"""

PR #252, opened 2016-10-20
[CARBONDATA-331] Modify Compressor interface and add no compression option

jackylk:
Modification in this PR:
1. Modify the compressor inteface to make it easier to add new compressors.
2. And add a DummyCompressor for not doing compression, user can choose the compressor by setting `CarbonProperty`, for example:

```
CarbonProperties.getInstance().addProperty(CarbonCommonConstants.COMPRESSOR, "snappy")
CarbonProperties.getInstance().addProperty(CarbonCommonConstants.COMPRESSOR, "dummy")
```


jackylk:
This PR have two benefit:
1. Modify the compressor inteface to make it easier to add new compressors, like adding no compression option, and other compressor like lz4, gzip, etc.
2. If the query is CPU bound but not IO bound, using no compression will be faster because decompress time is saved.

ravipesala:

jackylk:
This PR is invalid now as the interface got changed already.

PR #253, opened 2016-10-21
trivial fix in documentation

phalodi:

This is too trivial so i didn't create JIRA task.
In Quick Start Guide there is use of string interpolation to create the file but while we are using it in SQL without using 's' before the string to apply string interpolation.

## How was this patch tested?
Manually tested it by run the string manipulation on carbon-spark-shell


Zhangshunyu:
LGTM

chenliang613:
LGTM

PR #1253, opened 2017-08-11
[CARBONDATA-1373] Enhance update performance by increasing parallelism

xuchuanyin:
# Scenario

Recently I have tested the update feature provided in Carbondata and found its poor performance.

I had a table containing about 14 million records with about 370 columns(no dictionary columns) and the data files are about 3.8 GB in total. All the data files were in one segment.

I performed an update SQL which update a column for all the records and the SQL looked like `UPDATE myTable SET (col1)=(col1+1000) WHERE TRUE`. In my environment, the update job failed with 'executor lost errors'. And I found 'spill data' related messages in the container logs.

# Analyze

I've read about the implementation of update-delete in Carbondata in ISSUE#440. The update consists a delete and an insert operation. And the error occurred during the insert operation.

After studying the code, I have found that while doing inserting, the updated records are grouped by the `segmentId`, which means all the recoreds in one segment will be processed in only one task, thus will cause task failure when the amount of input data is quite large.

# Solution

We should improve the parallelism when doing update for a segment.

I append a random key to the `segmentId` to increase the partition number before doing the insertion stage and then remove the suffix when doing the real insertion.

# Modification

+ Increase parallelism while processing one segment in update
+ Add a property to configure the parallelism
+ Clean up local files after update (previous bugs)

# Notes

I have tested in my example and the job finished in about 13 minutes successfully. The records were updated as expected.

### DIFF
--- a/core/src/main/java/org/apache/carbondata/core/constants/CarbonCommonConstants.java
+++ b/core/src/main/java/org/apache/carbondata/core/constants/CarbonCommonConstants.java
@@ -539,6 +539,10 @@ public final class CarbonCommonConstants {
    */
   public static final String UNDERSCORE = "_";
   /**
+   * DASH
+   */
+  public static final String DASH = "-";
+  /**
    * POINT
    */
   public static final String POINT = ".";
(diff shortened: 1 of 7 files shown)


ravipesala:
SDV Build Success with Spark 2.1, Please check CI http://144.76.159.231:8080/job/ApacheSDVTests/191/

sraghunandan:
In update case, group by is not required.We can use partition by and this should solve the problem

xuchuanyin:
@sraghunandan Do you mean partitionBy a customized partitioner or  just partitionedBy segmentId？

partitionBy segmentId will forward all records of a segment to a single partition, which will still cause the problem if a screwed partition has too many data.

xuchuanyin:
@sraghunandan I've implemented by using partitionBy as you suggested in https://github.com/xuchuanyin/carbondata/pull/10/files, Is this OK?

I customize a partitioner and make the records of a segment available in different partition to avoid a 
 partition with single huge segment.

xuchuanyin:
A new PR #1261 has been raised to solve this problem in a better way.

PR #1283, opened 2017-08-22
[WIP] Add carbon encoding example

chenerlu:
Background: This PR is related to encoding.


jackylk:
Encoding is a developer interface. If you want to add an example, I think it is better to add an example encoding like delta encoding and use it in the application.

PR #1300, opened 2017-08-30
[CARBONDATA-1422] Fixed compaction issue when decimal is present

ravipesala:


xuchuanyin:
It seems that `decimal` related modification is not shown in the changes. Do you mean `date`?

CarbonDataQA:
SDV Build Success with Spark 2.1, Please check CI http://144.76.159.231:8080/job/ApacheSDVTests/331/

jackylk:
There is a table with decimal type in test("Compaction_Bug_JIRA_1422"), I think this PR is for that

ravipesala:
@xuchuanyin As @jackylk told it is related to datatype conversion in carbon, if the request is from spark then we should do datatype conversion as per spark so that we should use `SparkDataTypeConverterImpl`

jackylk:
LGTM

PR #1325, opened 2017-09-05
[CARBONDATA-1437] Fixed bug for incorrect exception message when loading to table having property 'bucketnumber' set to 0. 

ksimar:
1. In this PR, Table creation would not be allowed, if the table property 'bucketnumber' is set to 0 in create command.
2. Added unit test case for it as well in class TableBucketingTestCase.scala


ravipesala:
SDV Build Success , Please check CI http://144.76.159.231:8080/job/ApacheSDVTests/533/

jackylk:
LGTM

"""

Problem to work on:
Only the lines holding the word "think" belong in the answer; copy them from the listing above.

Answer box:
Encoding is a developer interface. If you want to add an example, I think it is better to add an example encoding like delta encoding and use it in the application.
There is a table with decimal type in test("Compaction_Bug_JIRA_1422"), I think this PR is for that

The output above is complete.